Good EYE Rating

Developing a measure of MLB batters ability to identify pitches and lay-off balls or swing at strikes.

Posted by Sean Abu on March 6, 2016

On baseball diamonds this spring, you will hear coaches consistently praising players for their “good eye” when players hold off on swinging at obvious balls. In Major League Baseball, players have developed reputations for having a good eye or being a hack, which can be supported by statistics like walk rates and strike out rates. While baseball has been at the forefront of utilizing analytics, it has yet to develop a way to measure a player’s ‘good eye’. There is not one statistic that is specifically dedicate to measuring a player’s ability to identify whether a pitch is going to be a strike or ball and make the appropriate decision to swing. With the use of MLB’s Pitchf/X data, I develop this rating for players for the 2015 season.

The first step in this task was to classify each pitch as a strike or a ball.
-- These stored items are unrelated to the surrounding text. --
PR #2172, opened 2020-09-23
Updated fable-compiler-js

ncave:
- Added support for `outDir` in `fable-compiler-js`.
- Same as in Fable 2, if `outDir` is provided, compiled code is saved in the `outDir` folder, not next to the source file.


alfonsogarciacaro:
Thanks!

alfonsogarciacaro:
From a quick look I guess this is done like in Typescript (copying the full directory hierarchy so relative imports don't need to be changed) instead of flattening the directory tree as flable-splitter does, which I think now is the right way :+1: It would be nice to have this option in dotnet fable too.

ncave:
> It would be nice to have this option in dotnet fable too.

Sure, that's the next step.
> this is done like in Typescript

No, not exactly like that ;)
It's a bit hard to explain (although the code is very simple). It maps the `projectDir` to `outDir`, and all F# dependencies (project files) will be relative to it (but no higher). And non-F# dependencies are left where they are, just their imports are relative to the output.
Whereas TypeScript (from my limited observations) recreates all dependencies' folder hierarchy starting from the highest, and it copies all dependencies.

alfonsogarciacaro:
Yes, seems they do that because they don't want to touch the module imports: https://github.com/Microsoft/TypeScript/issues/5039#issuecomment-232470330

But I do agree the folder hierarchy can get too deep, I like your solution better! :clap:

PR #2175, opened 2020-09-25
Added support for outDir in Fable compiler

ncave:
- Added support for `--outDir` in Fable compiler.

### DIFF
--- a/.vscode/launch.json
+++ b/.vscode/launch.json
@@ -106,7 +106,7 @@
             "type": "node",
             "request": "launch",
             "name": "transform tests to JS",
-            "program": "${workspaceRoot}/build/fable-compiler-js/src/fable-compiler-js/src/app.fs.js",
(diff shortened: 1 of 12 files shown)


alfonsogarciacaro:
image

alfonsogarciacaro:
I just noticed this is not copying JS files (not translated from F#) to outDir as fable-splitter used to do, not sure if it's much of an issue.

ncave:
@alfonsogarciacaro Yes, intentionally, although it can be easily done by modifying a bit [here](https://github.com/fable-compiler/Fable/blob/nagareyama/src/Fable.Cli/Util.fs#L199-L201) and copying the (non-F#) import to the target location, something like that:

```fs
    let targetRelPath = getTargetRelPath importPath targetDir projDir outDir
    if not (importPath.EndsWith(".fs.js")) then
        <copy file from importPath to outDir + targetRelPath>
    targetRelPath
```

alfonsogarciacaro:
Ah, true. Makes total sense, thanks for the explanation!

PR #2176, opened 2020-09-26
Several fixes and optimizations

### LINKED ISSUE #2139: Problem with object expressions

### LINKED ISSUE #2167: getEnumerator missing on regex match.Groups
Using RegEx groups and getting the following warning `export 'getEnumerator' was not found in '../Proj/.fable/fable-library.2.13.0/RegExp.js'`

`match.Groups` is not iterable.

Fable version 2.13

Repo:

```fsharp

    let (|Regex|_|) pattern input =
        let m = Regex.Match(input, pattern)
        if m.Success then Some(List.tail [ for g in m.Groups -> g.Value ])
        else None
```

Workaround:

```fsharp
let (|Regex|_|) pattern input =
    let m = Regex.Match(input, pattern)
    if m.Success then
        Some [ for x in 1 .. m.Groups.Count - 1 -> m.Groups.[x].Value ]
    else 
        None
```

alfonsogarciacaro:
- Fix #2139 
- Fix #2167 
- Optimize getters in JS objects literals, [discussion](https://github.com/fable-compiler/Fable/pull/2165#issuecomment-695835444)
- Measure compilation time (F# and Fable part)
- Improve JS output: emitted JS code and don't bind `this` when it's not needed
- Improve Fable compilation time by reducing the calls to FCS `BasicPatterns`

@ncave About the last point, I did some profiling and (if I interpreted the results right) the `FSharp2Fable` step is still the one taking longest because calls to `BasicPatterns` are expensive so I tried to reduce them. For this I removed some active patterns we had built on top of `BasicPatterns`. The main changes are:

- I removed `ByrefArgToTuple` so now we have to pass a reference to replacements like `TryParse`
- I commented out the patterns to detect optimized operators. I think they are not needed because the optimization is disabled currently in nagareyama, but we can activate them again behind a compiler flag if needed.

In a simple test, when compiling FCS these changes make the Fable part run close to 20% faster in my machine (26 vs 32s).

### DIFF
--- a/src/Fable.Cli/Entry.fs
+++ b/src/Fable.Cli/Entry.fs
@@ -45,7 +45,7 @@ Arguments:
 """
 
 type Runner =
-  static member Run(args: string list, rootDir: string, ?fsprojPath, ?watch) =
+  static member Run(args: string list, rootDir: string, ?fsprojPath, ?watch, ?testInfo) =
     let watch = defaultArg watch false
 
     fsprojPath
@@ -106,7 +106,8 @@ type Runner =
             { CliArgs = cliArgs
               ProjectCrackedAndParsed = None
               Watcher = watcher
-              WatchDependencies = Map.empty }
+              WatchDependencies = Map.empty
+              TestInfo = testInfo }
             |> startCompilation Set.empty
             |> Async.RunSynchronously
             |> function
@@ -162,6 +163,7 @@ let main argv =
         match commands with
         | ["clean"; dir] -> clean args dir
         | ["clean"] -> clean args rootDir
+        | ["test"; path] -> Runner.Run(args, rootDir, fsprojPath=path, testInfo=TestInfo())
         | ["watch"; path] -> Runner.Run(args, rootDir, fsprojPath=path, watch=true)
         | ["watch"] -> Runner.Run(args, rootDir, watch=true)
         | [path] -> Runner.Run(args, rootDir, fsprojPath=path)
--- a/src/Fable.Cli/Main.fs
+++ b/src/Fable.Cli/Main.fs
@@ -180,7 +180,7 @@ module private Util =
             let writer = new FileWriter(com.CurrentFile, outPath, projDir, cliArgs.OutDir)
             do! BabelPrinter.run writer map babel
 
-            Log.always("Compiled " + File.getRelativePath com.CurrentFile)
+            Log.always("Compiled " + Path.getRelativePath cliArgs.RootDir com.CurrentFile)
 
             return Ok {| File = com.CurrentFile
                          Logs = com.Logs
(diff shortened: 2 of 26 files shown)


alfonsogarciacaro:
Btw, I'll be presenting about Fable 3 next month at F# eXchange, if you have some interesting benchmarks between Fable 2 & 3 @ncave that would be very helpful!

ncave:
> I commented out the patterns to detect optimized operators

It would be nice to regain support for optimized AST in some form in the future, as a lot of effort went into adding it. I can look into that when I get some time, hopefully it can be optimized to not add much to the run time.

I can confirm that this PR improves overall run time (by improving the Fable portion of the total time by 20%), so this is a definite improvement over Fable 2.

- Fable 3 (before this PR):
Total time: 73 sec
FCS time: 22 sec
Fable time: 51 sec

- Fable 3 (after this PR):
Total time: 62 sec
FCS time: 22 sec
Fable time: 40 sec

alfonsogarciacaro:
You're totally right 👍 I re-enabled the F# AST optimization in #2177 so we can keep experimenting.

Issue #2092, opened 2020-06-13
Improve type testing


alfonsogarciacaro:
Following the increased reflection support we could try to overcome the current limitations in Fable's type testing:

- Allow testing interfaces (except the `NoMangle` ones as they're supposed to represent JS objects). For that we should include the implemented interface names in the type (we already did something similar in Fable 1).
- Allow testing generic types. For that we need to inject the name of generic arguments to the constructors.

Shmew:
This would be great [look at this gross code](https://github.com/Shmew/FSharp.Control.AsyncSeq/blob/fable-support/src/FSharp.Control.AsyncSeq/AsyncSeq.fs#L794) 😅

alfonsogarciacaro:
I've tried different approaches: injecting generics as arguments, wrapping the constructors, trying to infer the generics from private fields... but I was not convinced by anyone, as none was perfect and they introduced complications without opening interesting scenarios. The only cases I've seen this is need is to cross-compile code for .net and Fable, so for now I will just enable testing generic types with a warning saying the generics are not taken into account. Hopefully that should be enough for most cases.

PR #2182, opened 2020-09-27
Use latest FSharpMap implementation

alfonsogarciacaro:
**EDIT**: Now this also includes the latest FSharpSet implementation and a bit of cleanup for the Array module. Simple benchmark [here](https://github.com/fable-compiler/Fable/pull/2182#issuecomment-700432366).

Sorry @ncave, got ahead of you with this ;) Seems the latest FSharpMap implementation is much faster so I tried using it. See https://github.com/dotnet/fsharp/pull/10188

There are some tests failing, I will fix them.

There's another PR open for FSharpSet. We could use it too or wait until the PR is merged https://github.com/dotnet/fsharp/pull/10190


ncave:
@alfonsogarciacaro Wrong target branch perhaps?

alfonsogarciacaro:
Ups, thanks!

alfonsogarciacaro:
Some simple tests:

```fsharp
measureTime <| fun () ->
    let map = Seq.init 1000000 (fun i -> Guid.NewGuid(), i) |> Map
    for _ = 1 to 1000000 do
        let g2 = Guid.NewGuid()
        let _ = Map.containsKey g2 map
        ()
```

Before: 12932ms
After: 8595ms

```fsharp
measureTime <| fun () ->
    let set = Seq.init 1000000 (fun _ -> Guid.NewGuid()) |> set
    for _ = 1 to 1000000 do
        let g2 = Guid.NewGuid()
        let _ = Set.contains g2 set
        ()
```

Before: 13122ms
After: 7997ms

ncave:
@alfonsogarciacaro Unfortunately this PR results in 5% slower performance in the FCS-JS benchmark. Please note I'm not saying it needs to be rolled back, or even that the FCS-JS benchmark is what we should be using to measure performance, just stating the fact.

I haven't looked at perf reports to see where the loss is coming from, cause most of the time it's quite hard to pinpoint it.
Unfortunately micro-benchmarks can some times be misleading. Case in point is #2154, where the `ResizeList` is more than twice as fast than the LinkedList in micro-benchmarks (on both dotnet and nodejs), but for some reason it results in 10% slower perf on the FCS-JS benchmark.

alfonsogarciacaro:
Interesting, thanks for checking this 👍 I have no problem in reverting the change, it looks indeed like some changes that look good in microbenchmark can cause deoptimizations in bigger apps. That said, I made the mistake of adding some cleanup for Array.fs in this PR, I hope it was not related. Can you please check #2187 (reverts Map/Set but not Array) to see if it fixes the performance regression?

It'd be nice to have another computation intensive app to test besides FCS as a tie-breaker in these situations. Hopefully after announcing Nagareyama some users step up as it happened with Fable 2.

ncave:
@alfonsogarciacaro There's quite a few `Reflection_typeTest` in `build/fable-library/Map.js` and `build/fable-library/Set.js`, perhaps those can be optimized.

alfonsogarciacaro:
Ah, you're right! These were part of my (unsuccessful) effort to support generic parameters in type testing #2092, we should likely compile them as `instanceof`, keeping or not keeping the warning as it can be quite verbose.

Atm `Reflection_typeTest` can only test generic parameters for arrays, lists and options, so it doesn't add a lot of value. We can remove and go back to [inline type testing as before](https://github.com/fable-compiler/Fable/blob/bd1a9944a6c16f3e7796c27a1c42a3cb1cb2d5cb/src/Fable.Transforms/Fable2Babel.fs#L1136) (without the error for generic types).

ncave:
> We can remove and go back to inline type testing as before (without the error for generic types).

@alfonsogarciacaro Yes, perhaps we should keep the type testing change as a separate PR so we can test performance impact.

PR #2191, opened 2020-10-02
Fixed import extensions

ncave:
- We're not rewriting all imports anymore so they have to have extensions to start with.


alfonsogarciacaro:
Thanks!

PR #2192, opened 2020-10-02
Updated FCS build steps

ncave:
- I've rebased my FCS fork to latest and updated the instructions.
- Updated projects to reference both `FSharp.Compiler.Service` and `FSharp.Core` from `lib/fcs`.
- Tests be broken until FCS is built (see instructions) and copied in `lib/fcs`.


alfonsogarciacaro:
Thanks, I'll do it!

Using the average measured height of each batter from the Pitchf/X data and the plate dimensions, I created a strike zone for each player. Then using the location of where each pitch crossed the plate, I classified the pitch as a strike or a ball. This location data is available for each pitch regardless of whether it was hit or not. I did, however, remove pitches that hit the batter or were for intentional walks leaving me with 697,062 pitches, of which I identified 44.5% of them as strikes.
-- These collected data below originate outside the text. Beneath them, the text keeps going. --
PR #3379, opened 2023-03-20
Add ability for compiler plugins to remove member declaration

### LINKED ISSUE #3377: Allow compiler plugins to tag a MemberDecl as a native import so that no JS is created
### Description

Right now with `[<ReactComponent(import="member", from="module")>]` syntax, the annotated function declaration still generates a dummy function in JS:

```fs
[<ReactComponent(import="Button", from="antd")>]
let AntdButton(children: string, onClick: unit -> unit) = React.imported()
```
generates:
```js
export function AntdButton(antdButtonInputProps) {
    return null;
}
```

Using `inline` just breaks the call site. Using `jsNative` or `nativeOnly` actually compile something:
```js
export function AntdButton(children, onClick) {
    throw new Error("A function supposed to be replaced by native code has been called, please check.");
}
```

It would be awesome if there is a way (maybe expect a special `Tag` in `MemberDecl` like `"nativeOnly"`) to make `[<ReactComponent>]` behave more like `[<Import>]` and not generate any _redundant_ JS code.`

### Related information

* Fable version: `dotnet fable --version` 4.0.1
* Operating system: macOS

Zaid-Ajaj:
fixes #3377

### DIFF
--- a/src/Fable.Transforms/Fable2Babel.fs
+++ b/src/Fable.Transforms/Fable2Babel.fs
@@ -2497,7 +2497,8 @@ module Util =
                         |> Option.map (fun m -> hasAttribute Atts.exportDefault m.Attributes)
                         |> Option.defaultValue false)
 
-                if not isDefaultExport then decls
+                if List.contains "remove-declaration" decl.Tags then []
+                elif not isDefaultExport then decls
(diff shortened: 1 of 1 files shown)


alfonsogarciacaro:
Thanks!

PR #3380, opened 2023-03-21
[Rust] Enabled some applicative tests

ncave:


alfonsogarciacaro:
Happy to see the latest changes are helping the Rust compilation!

Now that we know which pitches crossed the plate in the strike zone, I wanted to build a model to that could predict whether or not a pitch would be a strike or ball based on measurements of the pitch right after it is thrown. Player cannot wait until the pitch crosses the plate to decide to swing; they have to make a guess about the end location of the ball fairly soon after the pitcher releases it. So I limited the input variables to the ten 10 features of the ball’s movement measured 50 feet away from the plate, 10 feet after being released by the pitcher. After splitting the data into two sets and training the model with a random forest classifier on the training set, I was able to achieve 90% prediction accuracy on the test set of the data. Then I used the fitted model to predict the probability of strike for every pitch. Below is a histogram showing the breakdown of the probability that a pitch was a strike.
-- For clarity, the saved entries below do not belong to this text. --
PR #3382, opened 2023-03-22
Python currying

alfonsogarciacaro:
@dbrattli This is my attempt to unify Python uncurrying with JS/Dart after #3378. Please have a look if possible.

### DIFF
--- a/src/Fable.Transforms/Replacements.Api.fs
+++ b/src/Fable.Transforms/Replacements.Api.fs
@@ -13,21 +13,21 @@ type ICompiler = FSharp2Fable.IFableCompiler
 let curryExprAtRuntime (com: Compiler) arity (expr: Expr) =
     match com.Options.Language with
     // | Rust -> Rust.Replacements.curryExprAtRuntime com arity expr
-    | Python -> Helper.LibCall(com, "Util", "curry", expr.Type, [makeIntConst arity; expr])
+    // | Python -> Helper.LibCall(com, "Util", "curry", expr.Type, [makeIntConst arity; expr])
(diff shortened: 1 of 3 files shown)


ncave:
@alfonsogarciacaro I have a question about the curried weak map cache.
If I'm not mistaken, previously instead of a weak map the curried func version was embedded directly into the function object. Was this not working as expected, or was there another reason you changed it to a weak map (beyond potential allocation optimization from the weak ptrs)?

alfonsogarciacaro:
One reason is to try to make the solution consistent across languages including those which don't allow dynamic properties like Dart.

The other reason is the assumption, although we should benchmark it, that attaching a property to the function object may cause deoptimization in the JS frameworks engine. But maybe it's different in Python and still makes sense to attach the reference directly to the function object.

alfonsogarciacaro:
BTW, the only other place in the JS Fable library where we add an extra property to a native object is "kind" to Date. If WeakMap is indeed more optimized we could try it there too.

dbrattli (approved):
This is great work @alfonsogarciacaro. I would hire you as a Python programmer after reading this code 💯

alfonsogarciacaro:
Actually I just wrote (un)curry10 using your code as reference and let Copilot write the rest 😅 So do you think it's better for Python too to use the WeakDictionary instead of attaching the reference directly to the function?

dbrattli:
Yes, I'm a bit agnostic to that. But it feels cleaner not to patch the function object. WeakDictionary should do the trick. Copilot ftw!

alfonsogarciacaro:
Thanks @dbrattli, then let's merge this!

Distribution of Strike Probability

As you can see, most pitches either have a very low probability of being a strike or a high one, with a smaller percentage of them falling into the middle zone.

A machine-learning algorithm was able to accurately predict strikes and balls 90% of the time, but how accurately can a baseball player predict strikes and balls? This is difficult to know since there is no direct data point that tells this. However, we can approximate it by looking at whether or not the hitter swung at the pitch. Logically, if a hitter thinks a ball is going to be a strike he will swing at it, and will not swing if he thinks it is going to be a ball. This is obviously not an exact measure, since the context of the situation might change a hitter’s behavior. A hitter might be ahead in the count, 3 balls and 0 strikes, and hold off on swinging in hopes of drawing a walk. As a general rule though, we would expect a hitter to swing more at pitches that have a high likelihood of being a strike and swing less at pitches that are more likely to be a ball.

In order to check if this logic holds I grouped the pitches into deciles based on their probability of being a strike and then calculated the rate at which players swung at those pitches.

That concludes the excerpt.